What is required » Please reproduce every entry, keeping each one exact.

[Stored items]
----------------
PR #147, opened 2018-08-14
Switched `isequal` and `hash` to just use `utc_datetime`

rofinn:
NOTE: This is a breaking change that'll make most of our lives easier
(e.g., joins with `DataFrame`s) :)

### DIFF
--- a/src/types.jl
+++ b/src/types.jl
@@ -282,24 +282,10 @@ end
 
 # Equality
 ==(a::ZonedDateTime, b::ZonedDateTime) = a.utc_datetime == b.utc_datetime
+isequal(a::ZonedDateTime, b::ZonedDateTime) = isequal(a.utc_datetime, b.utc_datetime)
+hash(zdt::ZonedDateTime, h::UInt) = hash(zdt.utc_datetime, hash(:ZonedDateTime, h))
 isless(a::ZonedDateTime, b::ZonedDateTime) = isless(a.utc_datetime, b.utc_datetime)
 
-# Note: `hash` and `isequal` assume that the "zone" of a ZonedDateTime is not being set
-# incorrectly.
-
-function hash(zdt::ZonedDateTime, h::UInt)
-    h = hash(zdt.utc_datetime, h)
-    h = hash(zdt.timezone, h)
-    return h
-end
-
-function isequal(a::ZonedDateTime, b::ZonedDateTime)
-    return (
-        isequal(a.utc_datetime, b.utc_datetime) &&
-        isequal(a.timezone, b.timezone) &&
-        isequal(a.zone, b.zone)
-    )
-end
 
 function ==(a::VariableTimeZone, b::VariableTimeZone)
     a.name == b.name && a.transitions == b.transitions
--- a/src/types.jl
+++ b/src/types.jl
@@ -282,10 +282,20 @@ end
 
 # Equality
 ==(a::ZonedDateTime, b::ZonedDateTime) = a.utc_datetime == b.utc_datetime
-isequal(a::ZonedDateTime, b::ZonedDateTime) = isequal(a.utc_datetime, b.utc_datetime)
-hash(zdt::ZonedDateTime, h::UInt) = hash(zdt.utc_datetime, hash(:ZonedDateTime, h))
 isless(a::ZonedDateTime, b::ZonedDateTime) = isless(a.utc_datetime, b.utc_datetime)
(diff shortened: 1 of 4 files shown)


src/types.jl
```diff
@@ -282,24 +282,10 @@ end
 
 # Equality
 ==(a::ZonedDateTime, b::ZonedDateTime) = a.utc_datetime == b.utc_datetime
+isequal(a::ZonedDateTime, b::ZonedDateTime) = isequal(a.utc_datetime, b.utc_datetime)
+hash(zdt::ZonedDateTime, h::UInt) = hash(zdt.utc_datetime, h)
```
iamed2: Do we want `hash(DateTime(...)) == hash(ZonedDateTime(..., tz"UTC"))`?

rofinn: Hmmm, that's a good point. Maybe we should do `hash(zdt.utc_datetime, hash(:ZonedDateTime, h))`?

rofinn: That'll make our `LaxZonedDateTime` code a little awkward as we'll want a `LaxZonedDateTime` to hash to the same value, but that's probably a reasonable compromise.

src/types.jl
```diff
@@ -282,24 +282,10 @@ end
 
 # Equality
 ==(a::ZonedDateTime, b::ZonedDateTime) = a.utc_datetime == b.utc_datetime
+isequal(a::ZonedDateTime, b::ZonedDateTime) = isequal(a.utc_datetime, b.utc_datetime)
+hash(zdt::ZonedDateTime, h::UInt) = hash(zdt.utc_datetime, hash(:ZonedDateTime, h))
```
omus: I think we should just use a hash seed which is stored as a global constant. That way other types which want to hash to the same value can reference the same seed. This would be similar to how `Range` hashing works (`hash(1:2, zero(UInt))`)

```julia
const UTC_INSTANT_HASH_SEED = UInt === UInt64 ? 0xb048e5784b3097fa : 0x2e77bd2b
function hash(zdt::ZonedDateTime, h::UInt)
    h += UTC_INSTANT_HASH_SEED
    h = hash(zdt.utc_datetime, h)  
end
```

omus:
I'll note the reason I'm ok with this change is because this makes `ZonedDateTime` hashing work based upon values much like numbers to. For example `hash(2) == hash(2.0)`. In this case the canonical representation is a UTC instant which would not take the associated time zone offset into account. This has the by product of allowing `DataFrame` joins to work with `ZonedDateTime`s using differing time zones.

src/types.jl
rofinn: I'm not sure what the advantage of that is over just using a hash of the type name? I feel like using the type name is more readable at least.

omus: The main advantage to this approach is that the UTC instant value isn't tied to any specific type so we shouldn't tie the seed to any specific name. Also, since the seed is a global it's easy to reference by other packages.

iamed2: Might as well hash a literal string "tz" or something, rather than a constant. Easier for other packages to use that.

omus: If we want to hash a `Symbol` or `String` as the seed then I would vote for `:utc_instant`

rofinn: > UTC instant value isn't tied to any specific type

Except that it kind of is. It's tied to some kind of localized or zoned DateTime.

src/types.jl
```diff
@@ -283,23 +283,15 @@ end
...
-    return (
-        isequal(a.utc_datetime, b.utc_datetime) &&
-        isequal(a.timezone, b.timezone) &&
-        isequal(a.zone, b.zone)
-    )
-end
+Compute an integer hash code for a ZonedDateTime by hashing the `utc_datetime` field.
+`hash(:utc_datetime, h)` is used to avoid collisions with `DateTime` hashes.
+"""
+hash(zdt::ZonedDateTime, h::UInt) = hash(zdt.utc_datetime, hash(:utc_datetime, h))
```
----------------
Answer to this task »
PR #147, opened 2018-08-14
Switched `isequal` and `hash` to just use `utc_datetime`

rofinn:
NOTE: This is a breaking change that'll make most of our lives easier
(e.g., joins with `DataFrame`s) :)

### DIFF
--- a/src/types.jl
+++ b/src/types.jl
@@ -282,24 +282,10 @@ end
 
 # Equality
 ==(a::ZonedDateTime, b::ZonedDateTime) = a.utc_datetime == b.utc_datetime
+isequal(a::ZonedDateTime, b::ZonedDateTime) = isequal(a.utc_datetime, b.utc_datetime)
+hash(zdt::ZonedDateTime, h::UInt) = hash(zdt.utc_datetime, hash(:ZonedDateTime, h))
 isless(a::ZonedDateTime, b::ZonedDateTime) = isless(a.utc_datetime, b.utc_datetime)
 
-# Note: `hash` and `isequal` assume that the "zone" of a ZonedDateTime is not being set
-# incorrectly.
-
-function hash(zdt::ZonedDateTime, h::UInt)
-    h = hash(zdt.utc_datetime, h)
-    h = hash(zdt.timezone, h)
-    return h
-end
-
-function isequal(a::ZonedDateTime, b::ZonedDateTime)
-    return (
-        isequal(a.utc_datetime, b.utc_datetime) &&
-        isequal(a.timezone, b.timezone) &&
-        isequal(a.zone, b.zone)
-    )
-end
 
 function ==(a::VariableTimeZone, b::VariableTimeZone)
     a.name == b.name && a.transitions == b.transitions
--- a/src/types.jl
+++ b/src/types.jl
@@ -282,10 +282,20 @@ end
 
 # Equality
 ==(a::ZonedDateTime, b::ZonedDateTime) = a.utc_datetime == b.utc_datetime
-isequal(a::ZonedDateTime, b::ZonedDateTime) = isequal(a.utc_datetime, b.utc_datetime)
-hash(zdt::ZonedDateTime, h::UInt) = hash(zdt.utc_datetime, hash(:ZonedDateTime, h))
 isless(a::ZonedDateTime, b::ZonedDateTime) = isless(a.utc_datetime, b.utc_datetime)
(diff shortened: 1 of 4 files shown)


src/types.jl
```diff
@@ -282,24 +282,10 @@ end
 
 # Equality
 ==(a::ZonedDateTime, b::ZonedDateTime) = a.utc_datetime == b.utc_datetime
+isequal(a::ZonedDateTime, b::ZonedDateTime) = isequal(a.utc_datetime, b.utc_datetime)
+hash(zdt::ZonedDateTime, h::UInt) = hash(zdt.utc_datetime, h)
```
iamed2: Do we want `hash(DateTime(...)) == hash(ZonedDateTime(..., tz"UTC"))`?

rofinn: Hmmm, that's a good point. Maybe we should do `hash(zdt.utc_datetime, hash(:ZonedDateTime, h))`?

rofinn: That'll make our `LaxZonedDateTime` code a little awkward as we'll want a `LaxZonedDateTime` to hash to the same value, but that's probably a reasonable compromise.

src/types.jl
```diff
@@ -282,24 +282,10 @@ end
 
 # Equality
 ==(a::ZonedDateTime, b::ZonedDateTime) = a.utc_datetime == b.utc_datetime
+isequal(a::ZonedDateTime, b::ZonedDateTime) = isequal(a.utc_datetime, b.utc_datetime)
+hash(zdt::ZonedDateTime, h::UInt) = hash(zdt.utc_datetime, hash(:ZonedDateTime, h))
```
omus: I think we should just use a hash seed which is stored as a global constant. That way other types which want to hash to the same value can reference the same seed. This would be similar to how `Range` hashing works (`hash(1:2, zero(UInt))`)

```julia
const UTC_INSTANT_HASH_SEED = UInt === UInt64 ? 0xb048e5784b3097fa : 0x2e77bd2b
function hash(zdt::ZonedDateTime, h::UInt)
    h += UTC_INSTANT_HASH_SEED
    h = hash(zdt.utc_datetime, h)  
end
```

omus:
I'll note the reason I'm ok with this change is because this makes `ZonedDateTime` hashing work based upon values much like numbers to. For example `hash(2) == hash(2.0)`. In this case the canonical representation is a UTC instant which would not take the associated time zone offset into account. This has the by product of allowing `DataFrame` joins to work with `ZonedDateTime`s using differing time zones.

src/types.jl
rofinn: I'm not sure what the advantage of that is over just using a hash of the type name? I feel like using the type name is more readable at least.

omus: The main advantage to this approach is that the UTC instant value isn't tied to any specific type so we shouldn't tie the seed to any specific name. Also, since the seed is a global it's easy to reference by other packages.

iamed2: Might as well hash a literal string "tz" or something, rather than a constant. Easier for other packages to use that.

omus: If we want to hash a `Symbol` or `String` as the seed then I would vote for `:utc_instant`

rofinn: > UTC instant value isn't tied to any specific type

Except that it kind of is. It's tied to some kind of localized or zoned DateTime.

src/types.jl
```diff
@@ -283,23 +283,15 @@ end
...
-    return (
-        isequal(a.utc_datetime, b.utc_datetime) &&
-        isequal(a.timezone, b.timezone) &&
-        isequal(a.zone, b.zone)
-    )
-end
+Compute an integer hash code for a ZonedDateTime by hashing the `utc_datetime` field.
+`hash(:utc_datetime, h)` is used to avoid collisions with `DateTime` hashes.
+"""
+hash(zdt::ZonedDateTime, h::UInt) = hash(zdt.utc_datetime, hash(:utc_datetime, h))
```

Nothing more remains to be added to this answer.